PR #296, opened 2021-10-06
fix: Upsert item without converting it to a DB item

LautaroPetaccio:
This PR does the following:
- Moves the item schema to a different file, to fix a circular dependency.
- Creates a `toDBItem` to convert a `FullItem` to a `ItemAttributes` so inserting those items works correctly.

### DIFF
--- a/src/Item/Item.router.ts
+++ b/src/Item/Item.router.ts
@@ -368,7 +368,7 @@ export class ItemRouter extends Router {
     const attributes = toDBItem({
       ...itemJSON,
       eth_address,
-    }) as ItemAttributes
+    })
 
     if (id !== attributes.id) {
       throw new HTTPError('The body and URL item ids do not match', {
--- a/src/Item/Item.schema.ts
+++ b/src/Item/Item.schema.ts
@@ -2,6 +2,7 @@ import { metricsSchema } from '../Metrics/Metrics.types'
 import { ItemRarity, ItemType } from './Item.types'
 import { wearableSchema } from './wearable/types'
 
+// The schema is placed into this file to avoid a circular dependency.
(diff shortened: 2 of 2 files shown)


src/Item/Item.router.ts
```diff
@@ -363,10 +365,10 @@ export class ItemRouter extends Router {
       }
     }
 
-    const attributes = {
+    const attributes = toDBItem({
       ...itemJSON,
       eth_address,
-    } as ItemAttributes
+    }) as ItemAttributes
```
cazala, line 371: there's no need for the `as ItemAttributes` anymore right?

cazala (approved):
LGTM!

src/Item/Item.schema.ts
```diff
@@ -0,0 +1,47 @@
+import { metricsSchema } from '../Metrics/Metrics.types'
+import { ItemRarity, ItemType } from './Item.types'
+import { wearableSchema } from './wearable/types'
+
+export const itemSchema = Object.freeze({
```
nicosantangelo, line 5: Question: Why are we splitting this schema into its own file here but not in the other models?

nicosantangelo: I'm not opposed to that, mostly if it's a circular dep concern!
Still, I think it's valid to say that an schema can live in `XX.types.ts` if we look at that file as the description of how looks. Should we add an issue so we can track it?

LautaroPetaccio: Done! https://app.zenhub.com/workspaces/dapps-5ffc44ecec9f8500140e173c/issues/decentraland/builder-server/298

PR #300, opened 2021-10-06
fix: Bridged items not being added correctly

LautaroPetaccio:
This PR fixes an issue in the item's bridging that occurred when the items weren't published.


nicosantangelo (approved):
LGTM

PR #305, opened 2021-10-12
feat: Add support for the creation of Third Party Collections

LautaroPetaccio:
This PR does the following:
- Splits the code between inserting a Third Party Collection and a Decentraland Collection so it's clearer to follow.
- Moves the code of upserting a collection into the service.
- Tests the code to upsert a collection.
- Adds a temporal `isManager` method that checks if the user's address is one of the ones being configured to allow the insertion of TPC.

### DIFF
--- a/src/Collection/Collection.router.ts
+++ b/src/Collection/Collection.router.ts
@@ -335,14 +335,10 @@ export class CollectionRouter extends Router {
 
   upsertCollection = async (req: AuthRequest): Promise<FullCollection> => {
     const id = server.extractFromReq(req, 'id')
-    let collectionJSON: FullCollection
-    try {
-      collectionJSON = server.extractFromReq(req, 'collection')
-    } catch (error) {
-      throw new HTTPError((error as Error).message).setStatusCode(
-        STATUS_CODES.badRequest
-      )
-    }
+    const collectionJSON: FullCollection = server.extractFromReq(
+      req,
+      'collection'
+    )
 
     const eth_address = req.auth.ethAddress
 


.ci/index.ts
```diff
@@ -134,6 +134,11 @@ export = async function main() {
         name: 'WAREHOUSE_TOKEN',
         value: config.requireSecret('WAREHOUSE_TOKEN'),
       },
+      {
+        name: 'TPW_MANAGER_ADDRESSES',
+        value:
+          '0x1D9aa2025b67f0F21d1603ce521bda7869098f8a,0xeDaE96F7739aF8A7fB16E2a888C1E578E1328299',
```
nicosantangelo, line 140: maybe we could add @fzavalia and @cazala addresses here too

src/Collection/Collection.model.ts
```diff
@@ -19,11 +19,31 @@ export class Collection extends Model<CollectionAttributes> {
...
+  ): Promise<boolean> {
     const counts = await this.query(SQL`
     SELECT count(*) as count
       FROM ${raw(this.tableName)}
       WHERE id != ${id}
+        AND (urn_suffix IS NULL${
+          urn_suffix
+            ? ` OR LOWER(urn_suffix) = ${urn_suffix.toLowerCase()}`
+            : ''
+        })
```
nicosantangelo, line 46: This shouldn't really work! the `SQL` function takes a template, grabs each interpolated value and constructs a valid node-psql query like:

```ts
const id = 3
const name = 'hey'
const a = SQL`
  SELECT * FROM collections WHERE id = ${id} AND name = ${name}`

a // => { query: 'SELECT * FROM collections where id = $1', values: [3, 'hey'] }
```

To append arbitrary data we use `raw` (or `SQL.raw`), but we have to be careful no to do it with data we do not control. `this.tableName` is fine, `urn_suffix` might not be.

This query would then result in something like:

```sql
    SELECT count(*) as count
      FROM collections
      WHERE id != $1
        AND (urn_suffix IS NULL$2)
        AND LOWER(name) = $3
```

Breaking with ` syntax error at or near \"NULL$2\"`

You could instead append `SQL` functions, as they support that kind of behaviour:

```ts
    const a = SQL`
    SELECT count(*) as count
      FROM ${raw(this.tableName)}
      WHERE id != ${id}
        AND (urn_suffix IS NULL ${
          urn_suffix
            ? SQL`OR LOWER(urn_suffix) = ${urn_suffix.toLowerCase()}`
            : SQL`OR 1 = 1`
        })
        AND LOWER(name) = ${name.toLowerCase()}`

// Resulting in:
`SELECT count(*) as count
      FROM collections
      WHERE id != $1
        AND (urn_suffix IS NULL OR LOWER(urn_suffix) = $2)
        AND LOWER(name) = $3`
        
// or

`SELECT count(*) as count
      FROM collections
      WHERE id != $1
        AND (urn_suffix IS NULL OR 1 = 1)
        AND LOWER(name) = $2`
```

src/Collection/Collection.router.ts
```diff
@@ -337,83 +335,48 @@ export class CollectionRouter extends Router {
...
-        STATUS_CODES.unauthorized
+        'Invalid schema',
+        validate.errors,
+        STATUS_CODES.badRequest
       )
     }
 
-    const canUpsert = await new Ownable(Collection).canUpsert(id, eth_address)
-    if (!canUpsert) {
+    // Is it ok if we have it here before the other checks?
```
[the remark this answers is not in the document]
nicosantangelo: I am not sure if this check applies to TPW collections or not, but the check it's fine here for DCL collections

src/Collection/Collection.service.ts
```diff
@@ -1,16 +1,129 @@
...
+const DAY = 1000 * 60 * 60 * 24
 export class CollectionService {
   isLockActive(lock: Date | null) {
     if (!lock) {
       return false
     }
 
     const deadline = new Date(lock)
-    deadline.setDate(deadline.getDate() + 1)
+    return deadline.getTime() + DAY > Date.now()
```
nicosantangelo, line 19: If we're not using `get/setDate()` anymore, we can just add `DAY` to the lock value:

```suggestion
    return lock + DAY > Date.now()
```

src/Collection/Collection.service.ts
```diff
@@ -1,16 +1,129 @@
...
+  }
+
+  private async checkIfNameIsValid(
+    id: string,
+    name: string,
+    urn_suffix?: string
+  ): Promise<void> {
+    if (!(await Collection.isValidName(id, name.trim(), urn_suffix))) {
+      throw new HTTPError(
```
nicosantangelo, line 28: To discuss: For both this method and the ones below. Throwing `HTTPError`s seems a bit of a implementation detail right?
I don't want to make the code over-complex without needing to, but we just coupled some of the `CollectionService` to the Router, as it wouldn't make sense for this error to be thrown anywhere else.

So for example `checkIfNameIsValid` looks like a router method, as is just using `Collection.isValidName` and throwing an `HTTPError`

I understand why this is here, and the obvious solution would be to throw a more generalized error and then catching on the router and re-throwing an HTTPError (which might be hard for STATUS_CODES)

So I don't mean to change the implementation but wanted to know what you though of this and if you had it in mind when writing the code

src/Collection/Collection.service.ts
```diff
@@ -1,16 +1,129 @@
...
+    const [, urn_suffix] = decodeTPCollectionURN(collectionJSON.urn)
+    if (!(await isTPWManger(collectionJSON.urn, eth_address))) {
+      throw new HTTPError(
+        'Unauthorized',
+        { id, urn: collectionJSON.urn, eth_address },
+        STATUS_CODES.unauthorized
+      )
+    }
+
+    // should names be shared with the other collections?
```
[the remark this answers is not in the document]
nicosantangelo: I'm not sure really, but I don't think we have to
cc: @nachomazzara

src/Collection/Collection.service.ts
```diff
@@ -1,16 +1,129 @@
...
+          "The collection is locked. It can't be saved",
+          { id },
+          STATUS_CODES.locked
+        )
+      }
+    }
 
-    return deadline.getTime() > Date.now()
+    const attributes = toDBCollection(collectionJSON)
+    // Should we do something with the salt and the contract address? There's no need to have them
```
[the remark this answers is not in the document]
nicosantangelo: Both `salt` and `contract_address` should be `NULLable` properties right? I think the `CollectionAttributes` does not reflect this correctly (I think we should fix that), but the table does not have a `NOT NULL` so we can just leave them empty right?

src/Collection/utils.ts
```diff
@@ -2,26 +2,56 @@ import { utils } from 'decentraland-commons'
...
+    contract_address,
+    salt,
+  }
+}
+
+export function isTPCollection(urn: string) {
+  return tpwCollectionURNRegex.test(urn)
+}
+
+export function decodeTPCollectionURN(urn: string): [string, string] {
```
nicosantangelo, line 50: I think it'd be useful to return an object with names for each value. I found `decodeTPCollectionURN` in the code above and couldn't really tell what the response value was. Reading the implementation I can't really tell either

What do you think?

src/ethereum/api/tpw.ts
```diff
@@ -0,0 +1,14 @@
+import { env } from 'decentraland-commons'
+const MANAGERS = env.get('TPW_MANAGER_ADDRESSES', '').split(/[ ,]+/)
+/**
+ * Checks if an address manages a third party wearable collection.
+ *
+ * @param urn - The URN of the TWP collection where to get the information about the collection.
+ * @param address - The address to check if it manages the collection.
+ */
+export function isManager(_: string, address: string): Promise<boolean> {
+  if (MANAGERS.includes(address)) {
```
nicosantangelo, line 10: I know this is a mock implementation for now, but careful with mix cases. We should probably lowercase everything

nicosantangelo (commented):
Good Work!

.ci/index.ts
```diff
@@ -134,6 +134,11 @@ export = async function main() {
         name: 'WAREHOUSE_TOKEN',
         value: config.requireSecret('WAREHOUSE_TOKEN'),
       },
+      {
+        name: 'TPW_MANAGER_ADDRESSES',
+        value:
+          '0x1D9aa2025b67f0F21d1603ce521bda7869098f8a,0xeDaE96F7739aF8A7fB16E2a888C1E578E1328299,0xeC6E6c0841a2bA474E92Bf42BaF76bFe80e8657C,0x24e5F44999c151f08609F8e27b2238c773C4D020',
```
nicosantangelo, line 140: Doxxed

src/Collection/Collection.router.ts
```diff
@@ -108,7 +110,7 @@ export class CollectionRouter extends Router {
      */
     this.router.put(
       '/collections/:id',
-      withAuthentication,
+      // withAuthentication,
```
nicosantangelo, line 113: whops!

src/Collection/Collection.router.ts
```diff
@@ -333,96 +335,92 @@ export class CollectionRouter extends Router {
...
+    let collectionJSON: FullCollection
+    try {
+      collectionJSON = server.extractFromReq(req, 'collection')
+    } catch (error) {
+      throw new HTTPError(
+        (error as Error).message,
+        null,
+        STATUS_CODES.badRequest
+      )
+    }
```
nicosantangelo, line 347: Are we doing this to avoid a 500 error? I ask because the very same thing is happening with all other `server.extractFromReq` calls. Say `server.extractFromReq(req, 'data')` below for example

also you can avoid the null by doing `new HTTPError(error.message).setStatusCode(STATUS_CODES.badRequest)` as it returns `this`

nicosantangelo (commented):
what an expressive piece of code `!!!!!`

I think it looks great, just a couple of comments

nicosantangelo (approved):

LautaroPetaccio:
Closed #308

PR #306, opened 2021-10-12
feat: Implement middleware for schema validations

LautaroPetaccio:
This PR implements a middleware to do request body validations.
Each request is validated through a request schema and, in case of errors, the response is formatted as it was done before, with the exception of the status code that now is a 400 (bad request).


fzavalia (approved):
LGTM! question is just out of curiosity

+===+

◆ **What you should do**
Read through the entries, then copy every line where the string "ones" is found.

◆ **Exercise answer**
- Adds a temporal `isManager` method that checks if the user's address is one of the ones being configured to allow the insertion of TPC.
nicosantangelo, line 28: To discuss: For both this method and the ones below. Throwing `HTTPError`s seems a bit of a implementation detail right?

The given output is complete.